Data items
════════════════

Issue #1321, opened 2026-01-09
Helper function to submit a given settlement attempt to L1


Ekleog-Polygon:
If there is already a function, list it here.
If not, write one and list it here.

════════════════

## Assignment
Output only the lines running from the line with "If there is already a function, list it here." through the final line of the data, inclusive.

## Your solution
If there is already a function, list it here.
If not, write one and list it here.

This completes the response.